-- Opening Marker --

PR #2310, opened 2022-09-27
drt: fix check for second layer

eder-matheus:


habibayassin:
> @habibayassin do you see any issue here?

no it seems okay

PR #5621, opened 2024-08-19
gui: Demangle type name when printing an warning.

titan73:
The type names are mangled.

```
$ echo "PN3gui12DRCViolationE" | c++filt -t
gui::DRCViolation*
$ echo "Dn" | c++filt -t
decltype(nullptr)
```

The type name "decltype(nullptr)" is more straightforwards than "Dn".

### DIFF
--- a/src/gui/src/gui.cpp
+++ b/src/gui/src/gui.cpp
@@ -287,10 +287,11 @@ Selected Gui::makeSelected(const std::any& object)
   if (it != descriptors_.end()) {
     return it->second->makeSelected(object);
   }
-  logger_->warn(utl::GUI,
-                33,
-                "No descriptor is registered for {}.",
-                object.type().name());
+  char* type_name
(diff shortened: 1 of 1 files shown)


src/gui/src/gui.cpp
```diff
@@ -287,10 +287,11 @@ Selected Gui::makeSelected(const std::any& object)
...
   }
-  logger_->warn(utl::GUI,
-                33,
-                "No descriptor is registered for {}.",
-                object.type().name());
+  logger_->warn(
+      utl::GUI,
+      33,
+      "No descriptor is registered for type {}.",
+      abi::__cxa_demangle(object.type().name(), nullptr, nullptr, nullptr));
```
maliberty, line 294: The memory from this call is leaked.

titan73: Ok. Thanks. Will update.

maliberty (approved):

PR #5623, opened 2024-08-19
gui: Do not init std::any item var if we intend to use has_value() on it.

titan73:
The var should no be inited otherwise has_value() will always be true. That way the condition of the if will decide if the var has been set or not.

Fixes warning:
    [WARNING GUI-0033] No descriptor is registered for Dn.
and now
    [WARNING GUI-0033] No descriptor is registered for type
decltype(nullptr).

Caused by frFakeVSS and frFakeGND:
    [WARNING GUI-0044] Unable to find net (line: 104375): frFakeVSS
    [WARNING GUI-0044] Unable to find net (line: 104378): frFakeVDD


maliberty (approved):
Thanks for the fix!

-- Closing Marker --

■ **THE TASK**: Every line of the records above where the string "opened" is found should be copied.

■ **RESULT OF THE TASK**:
PR #2310, opened 2022-09-27
PR #5621, opened 2024-08-19
PR #5623, opened 2024-08-19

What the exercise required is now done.